Superlattices and Microstructures, Vol. 23, No. 1, 1998

Evidence for a metal–insulator transition at B = 0 in Si/SiGe/Si quantum wells M. D’iorio, D. Brown, J. Lam, D. Stewart†, S. Deblois‡, H. Lafontaine National Research Council of Canada, IMS, Ottawa, ON, Canada K1A 0R6

(Received 15 July 1996) The temperature dependence of the resistivity of gated Si-SiGe quantum-well structures has revealed a metal–insulator transition as a function of carrier density at zero magnetic field. Although early scaling theories have argued against the existence of a metal–insulator transition at zero temperature in infinite two-dimensional systems, it is now clear experimentally that such a transition can occur in systems with short-range scatterers. We have studied the magneto-transport properties of holes confined in strained p-type Si-Si0.87 Ge0.13 -Si quantum wells grown by ultra-high-vacuum chemical-vapor deposition. In the temperature range 25 mK–4.2 K, there is a transition from an insulating phase at low carrier densities to a metallic phase at high carrier densities with a transition boundary near 3.3 × 1011 cm−2 . Evidence for a Coulomb gap is presented in the insulating phase. Key words: semiconductor quantum wells, metal insulator transition.

1. Introduction The study of metal–insulator transitions in two-dimensional systems has received a lot of attention recently with the discovery of re-entrant transitions from insulating to quantum Hall liquid states in the quantum [1] and extreme quantum limits [2]. In addition, in very high mobility Si-MOSFETs, there is now strong evidence for a true metal–insulator transition at zero magnetic field and low temperature as the density is driven into the dilute regime [3]. The temperature dependence of the resistivity in both metallic and insulating phases varies 1 as ρ(T ) = ρ0 exp(T0 /T ) 2 which is typical of a Coulomb gap [4] which opens in the density of states near the Fermi energy due to the Coulomb interactions between localized electrons.

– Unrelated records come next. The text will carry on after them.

Issue #669, opened 2015-02-28
Use other iso than boot2docker to create machine based on virtualbox, but failed


TrumanLing:
Input to create machine:
```console
truman@truman:~/work/machine-bak$ sudo ./docker-machine_linux-amd64 -D create -d virtualbox --virtualbox-boot2docker-url=http://rnd-isourceb.huawei.com/docker/dockos/blob/master/DockOS.iso dev
```
output:
```console
DEBU[0000] STDERR:                                      
INFO[0000] Downloading boot2docker.iso from http://rnd-isourceb.huawei.com/docker/dockos/blob/master/DockOS.iso... 
ERRO[0039] Error creating machine: open /home/truman/.docker/machine/cache/boot2docker.iso/boot2docker.iso.tmp108446320: not a directory
```

shawnzhu:
The error message indicated that the downloading path is wrong. see [my comment](/docker/machine/issues/670#issuecomment-77972562)

shawnzhu:
@TrumanLing the option `--virtualbox-boot2docker-url` is fixed in #805

PR #670, opened 2015-02-28
Make improvement for supporting other iso with virtualbox

TrumanLing:
Fix issue #669 
Enforce support with other iso, deatail modification:
Dynamically get iso filename
Dynamically set dvddrive medium
Dynamically set docker configration directory

### DIFF
--- a/drivers/virtualbox/virtualbox.go
+++ b/drivers/virtualbox/virtualbox.go
@@ -24,7 +24,7 @@ import (
 	"github.com/docker/machine/utils"
 )
 
-const (
+var (
 	dockerConfigDir = "/var/lib/boot2docker"
 	isoFilename     = "boot2docker.iso"
 )
@@ -131,8 +131,7 @@ func (d *Driver) Create() error {
 
 	b2dutils := utils.NewB2dUtils("", "")
 	imgPath := utils.GetMachineCacheDir()
-	isoFilename := "boot2docker.iso"
-	commonIsoPath := filepath.Join(imgPath, "boot2docker.iso")
+	commonIsoPath := filepath.Join(imgPath, isoFilename)
 	// just in case boot2docker.iso has been manually deleted
 	if _, err := os.Stat(imgPath); os.IsNotExist(err) {
 		if err := os.Mkdir(imgPath, 0700); err != nil {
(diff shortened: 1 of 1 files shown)


TrumanLing:
@bfirshv @ehazlett because of PR #693 , do you have plan to merge this PR

shawnzhu:
@TrumanLing @ehazlett do you think it's a good idea to fix option `--virtualbox-boo2docker-url` before adding more feature?

TrumanLing:
@shawnzhu done, thanks for your review. And I agree with you.

sthulb:
All instances of --<driver>-boot2docker-url should just become `--<driver>-image-url` for now.

drivers/virtualbox/virtualbox.go
```diff
@@ -553,9 +551,8 @@ func (d *Driver) diskPath() string {
 // Make a boot2docker VM disk image.
 func (d *Driver) generateDiskImage(size int) error {
 	log.Debugf("Creating %d MB hard disk image...", size)
-
-	magicString := "boot2docker, please format-me"
-
+	parts := strings.Split(isoFilename, ".")
+	magicString := fmt.Sprintf("%s, please format-me", parts[0])
```
sthulb: You can't assume that all images will support automatic disk formatting.

TrumanLing: @sthulb thanks for your review.I have removed code for dynamically set magic string.

sthulb:
@TrumanLing We're probably going to be stripping out all of the boot2docker stuff soon, in favour of cloudinit.

TrumanLing:
@sthulb I know your idea, but I think, same as what @shawnzhu said, it is better to fix it before addiong new feature.

bfirsh:
Thanks for this @TrumanLing. There aren't any immediate plans to remove boot2docker, so we should certainly still maintain what we have.

sthulb:
My comment was vague I guess, I meant in terms of supporting other distros, we might not have to worry about modifying boot2docker specific code to work with other images.

shawnzhu:
@TrumanLing @sthulb @bfirsh I believe we all want to fix the documented feature `virtualbox-boot2docker-url` because it doesn't work right now. a new PR as fix?

ehazlett:
@shawnzhu it actually does work but with b2d ISOs.  We are actually doing this with the vmwarefusion driver.  They use a custom b2d iso.

@TrumanLing thanks for the contribution but I'm not sure we want to change that much at the core of the virtualbox driver at this time.  Right now, the `--virtualbox-boot2docker-url` supports custom b2d ISOs from version 1.5+.

shawnzhu:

The zero-field metal–insulator transition bears the hallmarks of a true phase transformation as it scales along a single physical parameter. The resistivity as a function of temperature over a wide range of densities (7.12−13.7×1010 cm−2 ) can be made to overlap by scaling along the temperature axis [5]. When the resistivity is represented in terms of a ratio T /T0 where T0 depends only on the density, the data collapses on two separate curves, a metallic and an insulating one. The existence of a zero-field metal–insulator transition has now been verified in several material systems including superconducting thin films [6] and disordered GaAs-AlGaAs heterostructures [7] but runs counter to conventional wisdom which states that, at zero magnetic field, all states in a two-dimensional system are localized at low temperature in an infinite sample [8]. However, a model disorder potential with random .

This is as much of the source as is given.